Y él, él no era un pedófilo. Además había cosas más importantes en las que centrarse por ahora.
—Buenas noches, Deidara-san.
Aquel saludo lo trajo de un tirón a la realidad.
—Buenas noches, Sai-san.
Forzó el saludo para aquel sujeto que se presentaba en frente de él, con una sonrisa plana y sin gracia.
Sai era uno de los varios soldados de su batallón, pero se distinguía por una razón. Era un Uchiha. Y no uno cualquiera, era nada más y nada menos que primo en segundo grado de los príncipes del Fuego. Y el prometido de Ino. Deidara no terminaba de entender, en qué rayos pensaban los Yamanaka al comprometer a su hija con un tipo así… demasiado mayor para ella, según su criterio.
El joven de pálidas facciones contaba con dieciséis años, pertenecía a una familia aristócrata de Konoha, su madre siendo muy joven había sido prometida a uno de los miembros de la casa real Uchiha, de ese modo se podía desenredar el origen de aquel muchacho de comportamiento extraño.
—Si Yamanaka-sama y Minato-sama están planificando un contraataque, tardaran mucho. Mejor demos un paseo hasta que terminen.
Una vez más la sonrisa falsa se hacía presente en el lugar. Pero doliera o no, aquel individuo tenia la razón.
Comenzaron a caminar juntos. Hablaron de cosas sin importancia, y aunque la hubiesen tenido, su mente divagaba en la ansiedad de combatir, y no en la charla. No conocía un placer mayor que el de una buena batalla, y las explosiones, que mágicamente generaba con su ingenio y las minas. Aunque tenía la certeza, de que podía ir más lejos.
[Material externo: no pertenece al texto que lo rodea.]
Issue #3542, opened 2024-04-04
Faulty encoding in the EIA transformers


aesharpe:
### Describe the bug
Some of the transform functions for EIA tables (specifically in EIA923, but potentially 860 as well) are running the `encode` step using resource metadata for normalized, post-harvest tables that don't have key encodable columns in their schema. This means that encodable columns in the denormalized tables are not getting encoded before being passed on to the harvesting process. The main culprit columns getting missed by this encoding error are `prime_mover_code` and `ba_code`.

**See branch `test-eia-transform-encoders`** for notebook explanation / code example

### Bug Severity
**Low** - it's not a blocking error and the changes of there being bad prime mover or balancing authority codes is relatively low. Moreover, the harvesting process itself will probably weed them out.

**However**, if there's an encodable column in a table we should be _making sure_ that it gets encoded via some sort of check rather than just relying on the person writing the transform function to pick the right table to pass to the encoder step. There is a world where the harvesting process gets messed up due to bad data bypassing the encoding step.

### To Reproduce
- Checkout the `test-eia-transform-encoders` branch 
- Open the notebook `test_encoder_in_eia923_transform.ipynb` and read the description
-  Play with the inputs to the `_core_eia923__generation` function encoder step to see how it changes depending on which table you pass in.

### Expected behavior
Passing a table to the encoder that does not have an encodable column (such as `prime_mover_code`) in its schema means that that column will not get encoded in the `core` table. 

In it's current state, I expect the following encodable columns to bypass the encoding step because the table being passed into the encode function does not have them in their schema (there could be more, this is just a cursory check of eia923 -- should check eia860 too): 

- `_core_eia923__fuel_receipts_costs`
   - `ba_code`
- `_core_eia923__cooling_system_information`
   - `ba_code`
- `_core_eia923__generation_fuel`
   - `ba_code`
- `_core_eia923__generation_fuel_nuclear`
   - `ba_code` 
- `_core_eia923__fgd_operation_maintenance`
   - `ba_code`
- `_core_eia923__generation`
   - `ba_code`
   - `prime_mover_code` 

### Suggested Fix
- We should make sure that all encodable columns are getting encoded in the transform step by passing appropriate tables to the encoder in each transform.
- We should also probably develop a _check_ that makes sure encodable columns are getting encoded.

Nancy9ice:
Hello, 
I would like to work on this issue. Do I need to work directly on the test-eia-transform-encoders branch or on the main branch?

[...]

PR #3546, opened 2024-04-05
EIA 923 energy storage transform

### LINKED ISSUE #3535: Transform raw extracted EIA923 energy storage attributes into a clean `_core_eia923__energy_storage` asset for harvesting.

### LINKED ISSUE #3537: Define a normalized `core_eia923__energy_storage_???` table
* Identify which other tables it should refer to with FK relationships.
* Might include new EIA860 energy storage equipment / facility tables if they aren't treated just as generators.

aesharpe:
# Overview

Closes #3535 and closes #3537

- Adds `core_eia923__monthly_energy_storage` table to the PUDL db.

**What did you change?**
- Made a `_core_eia923__energy_storage` transform function in the eia923 transform module.
   - Makes the data monthly
   - A lot of encoding steps to make sure encodable columns are encoded (haha). Related to this issue #3542.
- Move the `fix_boolean_columns` function from the `transform/eia860` to the `helpers` module.
   - There is already a boolean fixer column in the helper module: `convert_col_to_bool` that should probably be reconciled with this function, but I didn't want to spend time on it now.
- Added release notes.

# Testing

```[tasklist]
# To-do list
```


src/pudl/helpers.py
```diff
@@ -1779,6 +1779,25 @@ def convert_col_to_bool(
...
+    convert the columns to datatype Boolean.
+    """
+    fillna_cols = {col: pd.NA for col in boolean_columns_to_fix}
+    boolean_replace_cols = {
+        col: {"Y": True, "N": False, "X": False, "U": pd.NA}
+        for col in boolean_columns_to_fix
+    }
+    return df.fillna(fillna_cols).replace(to_replace=boolean_replace_cols)
+
+
```
aesharpe, line 1800: I moved this function over to the helpers module because I wanted to use it in the 923 transforms too. Some thoughts: 
- Maybe it should live in the `transform/eia` module instead?
- There is another boolean-transforming helper function already (`convert_col_to_bool`) that works slightly differently. Should probably either have one or the other. Having both in the `helpers` module seems weird. Could suffice to have one in eia and one in helpers. Ideally could merge them together. Idk if it's worth doing as part of this scope.

src/pudl/metadata/fields.py
```diff
@@ -1139,6 +1139,7 @@
             "A 2-3 letter code indicating the energy source (e.g. fuel type) "
             "associated with the record."
         ),
+        # Should this have an enum reference to the core_eia__codes_energy_sources table??
     },
     "energy_source_code_num": {
         "type": "string",
```
aesharpe, line 1145: I noticed that none of the `energy_source_code` fields (ex: `energy_source_code_num`, `energy_source_code_1`, `energy_source_code`) have `enums` established. There is a coding table for energy source code: `core_eia__codes_energy_sources` -- should we be referencing that in the field enum? 

Will values get encoded if there is no enum established in the field?

src/pudl/metadata/resources/eia860.py
```diff
@@ -242,6 +243,7 @@
                     "_out_eia__monthly_derived_generator_attributes",
                     "out_eia__monthly_generators",
                     "core_eia860m__changelog_generators",
+                    "core_eia923__monthly_energy_storage",
```
aesharpe, line 246: I have a strong desire to alphabetize all these table lists but have resisted. Is there a tool that can do this for us automatically in lots of places? Just a little nit that bothers me but is OOS.

src/pudl/metadata/resources/eia923.py
```diff
@@ -754,6 +757,32 @@
...
     },
+    "core_eia923__monthly_energy_storage": {
+        "description": TABLE_DESCRIPTIONS["core_eia923__monthly_energy_storage"],
+        "schema": {
+            "fields": [
+                "plant_id_eia",
+                "report_date",
+                "prime_mover_code",
+                "energy_source_code",
+                "data_maturity",
```
aesharpe, line 768: Wasn't sure if this was one of the columns to keep or drop

src/pudl/package_data/eia923/column_maps/energy_storage.csv
```diff
@@ -15,7 +15,7 @@ energy_source_code,reported_fuel_type_code,reported_fuel_type_code,reported_fuel
 fuel_type_code_aer,aer_fuel_type_code,aer_fuel_type_code,aer_fuel_type_code,aer_fuel_type_code,aer_fuel_type_code,aer_fuel_type_code,aer_fuel_type_code,aer_fuel_type_code,aer_fuel_type_code,aer_fuel_type_code
 balancing_authority_code_eia,,,,,balancing_authority_code,balancing_authority_code,balancing_authority_code,balancing_authority_code,balancing_authority_code,balancing_authority_code
 reporting_frequency_code,,,,,respondent_frequency,respondent_frequency,respondent_frequency,respondent_frequency,respondent_frequency,
-fuel_unit,physical_unit_label,physical_unit_label,physical_unit_label,physical_unit_label,physical_unit_label,physical_unit_label,physical_unit_label,physical_unit_label,physical_unit_label,physical_unit_label
+fuel_units,physical_unit_label,physical_unit_label,physical_unit_label,physical_unit_label,physical_unit_label,physical_unit_label,physical_unit_label,physical_unit_label,physical_unit_label,physical_unit_label
```
aesharpe, line 18: Changed this because there was already a `fuel_units` field defined.

src/pudl/package_data/eia923/column_maps/energy_storage.csv
```diff
@@ -64,8 +64,8 @@ net_generation_mwh_september,netgen_september,netgen_september,netgen_september,
...
+total_fuel_consumed_units,total_fuel_consumption_quantity,total_fuel_consumption_quantity,total_fuel_consumption_quantity,total_fuel_consumption_quantity,total_fuel_consumption_quantity,total_fuel_consumption_quantity,total_fuel_consumption_quantity,total_fuel_consumption_quantity,total_fuel_consumption_quantity,total_fuel_consumption_quantity
+total_fuel_consumed_for_electricity_units,electric_fuel_consumption_quantity,electric_fuel_consumption_quantity,electric_fuel_consumption_quantity,electric_fuel_consumption_quantity,electric_fuel_consumption_quantity,electric_fuel_consumption_quantity,electric_fuel_consumption_quantity,electric_fuel_consumption_quantity,electric_fuel_consumption_quantity,electric_fuel_consumption_quantity
+total_gross_generation_mwh,gross_generation_megawatthours,gross_generation_megawatthours,gross_generation_megawatthours,gross_generation_megawatthours,gross_generation_megawatthours,gross_generation_megawatthours,gross_generation_megawatthours,gross_generation_megawatthours,gross_generation_megawatthours,gross_generation_megawatthours
```
aesharpe, line 69: Changed these to more closely mirror the name of the monthly reported values. But these columns get dropped anyways.

src/pudl/transform/eia.py
```diff
@@ -1247,10 +1252,6 @@ def harvested_entity_asset_factory(
         "_core_eia860__ownership",
         "_core_eia860__plants",
         "_core_eia860__utilities",
-        "_core_eia860__emissions_control_equipment",
-        "_core_eia860__boiler_emissions_control_equipment_assn",
-        "_core_eia860__boiler_cooling",
-        "_core_eia860__boiler_stack_flue",
```
aesharpe, line 1253: Just did some alphabetizing here....I caved just this one time.

src/pudl/transform/eia923.py
```diff
@@ -1534,3 +1534,62 @@ def fgd_continuity_check(fgd):  # pragma: no cover
...
+        pudl.metadata.classes.Package.from_resource_ids()
+        .get_resource("core_eia923__monthly_generation_fuel")
+        .encode(es_df)
+    )
+    # To encode the energy_source_code missed above
+    es_df = (
+        pudl.metadata.classes.Package.from_resource_ids()
+        .get_resource("core_eia923__monthly_energy_storage")
+        .encode(es_df)
+    )
```
aesharpe, line 1593: This feels like a lot of encoding steps for one table....related to issue in #3542

zaneselvans:
You can always click the link next to the failed check to get more information.  In this case the RTD build is failing because it can't solve the `pudl-dev` environment. Why RTD is having that problem but GitHub is not, I don't know.

aesharpe:
> You can always click the link next to the failed check to get more information.

I did this but I didn't fully understand what was going on / wasn't sure if it had to do with issues in `main`

src/pudl/transform/eia923.py
```diff
@@ -1534,3 +1534,62 @@ def fgd_continuity_check(fgd):  # pragma: no cover
...
+        pudl.metadata.classes.Package.from_resource_ids()
+        .get_resource("core_eia860__scd_generators")
+        .encode(es_df)
+    )
+    # To encode the fuel_type_code_aer values
+    es_df = (
+        pudl.metadata.classes.Package.from_resource_ids()
+        .get_resource("core_eia923__monthly_generation_fuel")
+        .encode(es_df)
+    )
```
zaneselvans, line 1587: Huh, this one is random. I guess the `fuel_type_code_aer` field is kind of random too. I'm a little surprised it's not part of the `core_eia860__scd_generators` table.

zaneselvans (changes requested):
Mostly little things, plus it looks like we're losing most of the values in the `fuel_units` column because they aren't being forced to line up with the ENUM constraint in the transform.

zaneselvans:
It looks like the version of that dependency that we added to the lockfile yesterday got yanked from `conda-forge` [because it was broken](https://github.com/conda-forge/jaraco.context-feedstock/pull/8). I'll update the lockfile on `main`!

zaneselvans:
I was poking at these little fixes locally while reviewing the PR last night and decided to just go ahead and push them since they seemed to work.

zaneselvans (approved):

src/pudl/metadata/fields.py
aesharpe: ahhh ok thanks for the clarification. Isn't the whole point of the encoding process to weed out erroneous values? Is it not duplicative to have the encoding step in the transformer and the enums defined in the field metadata?

src/pudl/metadata/resources/eia923.py
aesharpe: I guess I was thinking that an output table could pull plant name data from a harvested EIA entity table and `data_maturity` should not be a harvested value (at least between 923 and 860). I'm not sure where the `data_maturity` source of truth lives for each data source. I can look into it.

src/pudl/metadata/fields.py
zaneselvans: Maybe I'm not understanding what you're saying or thinking here, but this field does not indicate a fuel type. It indicates which of the several available `energy_source_code` slots some other column's fuel type was reported in, so we can identify which one is most important (N=1), second most important (N=2) etc.

src/pudl/metadata/resources/eia923.py
zaneselvans: `data_maturity` is inserted by us on a record-by-record basis when we read the data in from the spreadsheets, based on what kind of spreadsheet we're reading (final, early release, monthly updates, etc)

src/pudl/metadata/resources/eia923.py
```diff
@@ -123,6 +123,9 @@
 generation unit level up to the plant prime mover level, so as to be compatible with
 fossil fuel generation data."""
     ),
+    "core_eia923__monthly_energy_storage": (
+        """EIA-923 Monthly generation and fuel consumption for energy storage power plants. From EIA-923 Schedule 3."""
```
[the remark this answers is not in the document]
aesharpe: I think that's a good idea. That way if there are bad fuel_units they will get flagged and we can spot fix them.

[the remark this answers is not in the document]
aesharpe: Decided not to reference the `fuel_units` established in the `core_eia__codes_energy_sources` table because it's different for energy storage. In the context of energy storage, energy sources like pumped storage are considered to report in `mwh`. However, outside of the context of energy storage that's not the case.

src/pudl/transform/eia923.py
```diff
@@ -1534,3 +1534,80 @@ def fgd_continuity_check(fgd):  # pragma: no cover
...
+        .assign(
+            fuel_units=lambda x: x.fuel_units.map(
+                {
+                    "megawatthours": "mwh",
+                    "barrels": "barrels",
+                    "mcf": "mcf",
+                    "short tons": "short_tons",
+                }
+            )
+        )
```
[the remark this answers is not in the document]
aesharpe: Is there any chance is should just be `mwh`? pumped storage is inherently a form of storage so it makes sense that the energy_storage table would be the source of truth for what units it is reported in?

src/pudl/metadata/resources/eia923.py
aesharpe: It looks like `data_maturity` is in all the `core` table schemas so I'm going to leave it there

src/pudl/transform/eia923.py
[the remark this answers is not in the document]
zaneselvans: I don't understand what you're saying.

zaneselvans (approved):
Let's get this merged in.

src/pudl/transform/eia923.py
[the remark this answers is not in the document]
zaneselvans: In the energy source codes table, the fuel unit is linked to the energy source, and for renewables (WND, WAT, SUN) there is no fuel -- and so it has an NA value.  Except that in a storage specific context, pumped storage (which also has energy source WAT) **does** have a "fuel" which is MWH, but that's not something you can infer from the energy source -- it takes a combination of the energy source and the pumped storage context, which we don't have in the energy source code table.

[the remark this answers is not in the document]
aesharpe: This = the official `fuel_units` value for pumped storage stored in the `core_eia__codes_energy_sources` table.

El tiempo transcurrió, y el amanecer innegable, se hizo presente, aclarando el cielo que ocultó a la luna y dio la bienvenida al sol.
—Hijo, Sai-san… —Minato llamó la atención de los dos jóvenes en medio de su recorrido.
—Buenos Días, Minato-sama.
Y la estúpida sonrisa volvía a visibilizarse. En esta ocasión Deidara se limitó a ladear los ojos con un deje de molestia. Su estado de ánimo empeoró cuando su padre le indicó, que tanto él, como Sai, se quedarían a vigilar el cuartel. En otras palabras, escondidos de la acción.
Sin embargo, no replicó. Sabía que no tenía caso. Tan solo siguió órdenes.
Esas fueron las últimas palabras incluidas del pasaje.